The great thing about the netbook is price (batteries not included). Of course, like any computing device of any quality, netbooks also need network access -- but I think network access will also be commoditized.
The bad things are quality, cost of ownership, and value delivered.
The Target Trutech that triggered my netbook interests was/is incredibly crummy. The hardware is crummy, the software is ugly, the usability is lousy, and in fairly short order a new wave of virus attacks will destroy the first generation linux-based netbooks.

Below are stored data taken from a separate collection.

PR #1018, opened 2026-07-22
debt(storybook): pin the preview env key list to clientSchema

### LINKED ISSUE #1011: The Storybook preview env key list is hand-maintained in three places and has already drifted from clientSchema

stevensacks:
Closes #1011

## What

The set of environment keys the Storybook preview exposes to the browser lives in hand-maintained lists that nothing forces to agree:

- `.storybook/main.ts`, the `define` map that inlines each key into the preview bundle
- `.storybook/env.ts`, the shim that copies each inlined key onto `window.process.env`
- `app/env.server.ts`'s `clientSchema`, the app's own definition of which keys are safe to send to a browser

They had drifted. #1000 removed `SESSION_SECRET` from the Storybook pair; `SITE_URL` is still inlined and copied onto `window.process.env` even though `clientSchema` withholds it. Nothing reads it: no `app/` code reads `window.process.env.SITE_URL`, the declared type of that object has no such property, and the only consumer of the value is server-side.

Removing `SITE_URL` fixes this instance. The rest of the change fixes the class.

## How

`clientSchema` already types `Window['process']['env']` through the `declare global` in `app/env.server.ts`, so both lists pin themselves to that type with `satisfies` rather than restating it:

- a key `clientSchema` withholds fails the excess-property check
- a key it allows but the list omits fails the `Record` check

Drift in either direction is now a `pnpm typecheck` error instead of something that surfaces at runtime, if at all. No new module, no new export, and no runtime test is needed to hold the lists in agreement.

`.storybook/vite.config.ts` also stops merging every `.env` value into the build process's `process.env`, where every Vite plugin, Storybook addon, and transitive dependency in that process could read it. `.storybook/main.ts` reads the env into a local binding instead, which is the only place the values are needed.

## Verification

- All four drift directions were confirmed to fail `tsc`: a withheld key added to either list, and an allowed key (including an optional one) dropped from either list. The restored state typechecks clean.
- Verified against a live `storybook dev` server that `import.meta.env` carries exactly the five allowed keys plus Vite's own built-ins, with real values inlined, and no `SESSION_SECRET` or `SITE_URL`.
- Full Quality Gate, re-run after the rebase onto current `main`: typecheck, lint, `pnpm test --run` (29 files, 155 passed / 1 skipped, matching the `main` baseline), `pnpm pw` (8 passed / 1 skipped), dev smoke (`/` and `/privacy` both 200), `pnpm build`, `pnpm build-storybook`.

## Out of scope

`vitest.config.ts` still does the same `Object.assign(process.env, loadEnv(...))` this PR removes from the Storybook config, and then forwards the merged env into every test environment. That is a defensible boundary (test processes are not preview builds, and `test/setup.ts` already seeds the required keys), but it is deliberately untouched here rather than quietly folded in.


stevensacks:
@/var/folders/pn/m58c653j1js2r48m5n358ync0000gn/T/tmp.6iHpc9NK3C

PR #1024, opened 2026-07-22
debt(test): default npm_package_version in the Vitest setup

### LINKED ISSUE #1021: test/setup.ts is missing the npm_package_version fallback, so running Vitest outside a pnpm script aborts a suite
`test/setup.ts` supplies fallbacks for three of the five env vars `app/env.server.ts` requires, so running Vitest outside a package-manager script aborts a suite before any test runs.

**Location:** `test/setup.ts:11-13`

**Failure mode**

`app/env.server.ts:21` runs `schema.parse(process.env)` at import time, and that schema requires `API_URL`, `NODE_ENV`, `SESSION_SECRET`, `SITE_URL`, **and** `npm_package_version`. `test/setup.ts` defaults only the first, third, and fourth. `NODE_ENV` is supplied by Vitest, but `npm_package_version` is only ever set by npm/pnpm when the process is launched through a `package.json` script.

Reproduced on a clean checkout:

```
$ pnpm exec vitest --run app/utils/tests/http.server.test.ts
ZodError: [{"expected":"string","code":"invalid_type",
  "path":["npm_package_version"],
  "message":"Invalid input: expected string, received undefined"}]
 ❯ app/env.server.ts:21:27
 ❯ app/utils/http.server.ts:2:1
 ❯ app/utils/tests/http.server.test.ts:2:1

 Test Files  1 failed (1)
      Tests  no tests
```

The same file passes via `pnpm test:ci`, because pnpm sets `npm_package_version` for script-launched processes. So the failure hits exactly the invocations a developer is most likely to reach for: `npx vitest <file>`, `pnpm exec vitest`, and IDE/editor Vitest integrations, which spawn the binary directly rather than through a script. The suite does not fail partially, the module never imports, so the file reports zero tests.

`vitest.config.ts:12` masks this on machines that have a `.env` only if that file happens to define `npm_package_version`; the committed `.env.example` does not, so the mask is not something the repo provides.

**Suggested fix**

Add the missing default alongside the existing three, keeping the same `??=` shape so a real value always wins:

```ts
process.env.npm_package_version ??= '0.0.0';
```

Handler: prompt

stevensacks:
## Problem

`app/env.server.ts` parses `process.env` at import time and its schema requires `npm_package_version`, but pnpm sets that variable only for the processes it launches from a `package.json` script. `test/setup.ts` supplied fallbacks for three of the required vars and not that one, so a directly spawned Vitest aborted the suite before collecting a single test:

```
$ pnpm exec vitest --run app/utils/tests/http.server.test.ts
ZodError: [{"expected":"string","code":"invalid_type",
  "path":["npm_package_version"],
  "message":"Invalid input: expected string, received undefined"}]
 ❯ app/env.server.ts:21:27

 Test Files  1 failed (1)
      Tests  no tests
```

`pnpm test --run` was unaffected, so the gap hit exactly the invocations a developer reaches for while iterating on one file: `pnpm exec vitest` and editor Vitest integrations. The module never imports, so the file reports zero tests rather than failing partially.

Note the issue's own prose also named `npx vitest`; that turned out to be wrong. npm sets `npm_package_*` for anything it launches, `npx` included, so `npx vitest` was never affected. Measured on this tree: `npx` -> `1.6.1`, `pnpm exec` -> `undefined`, `node_modules/.bin/vitest` -> `undefined`. The pre-merge audit caught the claim after it had propagated into the code comment and the CHANGELOG; both are corrected here.

## Fix

One `??=` fallback alongside the three siblings already in `test/setup.ts`, keeping the same shape so a real value always wins:

```ts
process.env.npm_package_version ??= '0.0.0';
```

The surrounding comment now also covers this var's distinct trigger (no package.json script, as opposed to no `.env`).

## Verification

Reproduced red, then confirmed green with the exact command from the issue. Full Quality Gate on the combined diff: typecheck, lint, `pnpm test --run` (29 files, 155 passed / 1 skipped), Playwright (8 passed / 1 skipped), dev smoke (HTTP 200), and `pnpm build` all pass. The `HTMLCanvasElement.getContext()` console line is pre-existing and reproduces on an unmodified tree.

Closes #1021


stevensacks:
@/var/folders/pn/m58c653j1js2r48m5n358ync0000gn/T/tmp.GL2sa1IKlV

PR #1053, opened 2026-07-24
fix(hooks): the secret guard's remaining allowlist holes, and the audit handshake's ambient root

stevensacks:
Four defects surfaced by the audit of #1052, all pre-existing on `main`, all confirmed live before being fixed.

## Three holes in the secret guard's allowlist

Each is an arm that does not mean what it says. Verified against `main`'s hook, these all **passed**:

    API_KEY=<a>sk-live-9f3a1c4e8b7d2064<b>          # `<.+>` matches its own `>`
    API_KEY=example-sk-live-9f3a1c4e8b7d2064        # `^example` anchors nothing
    API_KEY=your-key-sk-live-9f3a1c4e8b7d2064       # `^your[-_]` likewise
    export API_KEY=sk-live-9f3a1c4e8b7d2064         # never scanned at all
    local API_KEY=sk-live-9f3a1c4e8b7d2064          # likewise

- `^<.+>$` carried the identical defect the command-substitution arm shed in #1052. Now `^<[^>]+>$`.
- `^your[-_]` and `^example` matched a **prefix**, so a secret rode through behind a placeholder-shaped lead-in. This was the widest hole in the allowlist and predates the substitution arm. Both are now anchored and length-bounded.
- The name grep required the suspicious name at line start, so a declaration keyword took the line out of the scan before any arm was consulted. `export`, `declare`, `local`, and `readonly` are now recognized.

The allowlist still reads shape rather than meaning, and the entry says so: a nested `$(… $(…))` is denied, a substitution that prints a secret is allowed, and a short enough secret behind a placeholder prefix still fits.

## The audit handshake's ambient root

Every Code Audit Team member derived its working root from the ambient cwd. Under worktree isolation that is the **main checkout**, not the tree the member just read, so its marker, trailer, status, and sidecar all described content it never reviewed. The usual symptom is a merge that will not clear; the worse case is a clearance that looks earned for an unreviewed tree.

Members now scope the whole handshake to the root named at dispatch, and the two hooks with no way to be told one — `audit-stamp-trailer.sh`, `post-audit-status.sh` — take `--root`. A single-checkout session is unaffected: there the two roots are the same directory.

## Verification

Every fix is pinned by tests that fail without it, checked by running the new tests against `main`'s scripts:

- 11 new cases in `block-secrets-write.bats` (29 total, all green)
- 5 new cases in `audit-stamp-trailer.bats` (24 total, all green)
- new `post-audit-status.bats` covering the option parse, 5 of its 6 RED against `main`

Full suites: `.gaia/tests/hooks/` 1047 pass / 0 fail, `.gaia/scripts/tests/` 800 pass / 0 fail, `shell-lint passed`.

## Known limits, not fixed here

Two further instances of the same ambient-cwd class, both distinct defects left for their own change:

- `pr-merge-audit-check.sh` resolves one root for **both** the marker store and the digest computation. The store is correctly main-anchored; the digest is not, so the gate digests whatever branch the main checkout holds rather than the tree being merged.
- `block-pr-create-unanswered-dist.sh` resolves the branch under review from the ambient cwd, so from a worktree it evaluates the main checkout's branch instead. It blocked this very PR with 14 files belonging to an unrelated branch.

## Type of change

- [x] Bug fix (patch)

## Checklist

On the platform side Google Chrome for Linux will address one set of issues. That still leaves hardware quality and virus security as obstacles to Google's Chromestellation strategy. An extra $5 spent on a keyboard will vastly improve user experience, but at the brutal low end of the market there's no brand awareness to justify a $5 price boost.
Google, of course, can address those issues. Unlike Apple they don't have a hardware franchise to protect, and, of course, unlike Microsoft they don't have a software franchise to support.
Google will sell a Google-branded netbook. They'll do the ultra-thin Linux distro, and they'll do the antiviral and security updates. Their device, sold under the Google brand, will be able to justify the $15 higher price point that will take the $135 2011 Google netbook something everyone will own.
Which bring us, inevitably, to antitrust.
Google is now so dominant in search that a revived American antitrust division is already making noises. If they come to own the entire western, and possibly world, netbook industry they'll make the Microsoft of old look modest.
Google will sell a branded netbook, but they'll have to split the company to do it. Google 1.0 will have search, and Google 2.0 will have the netbook.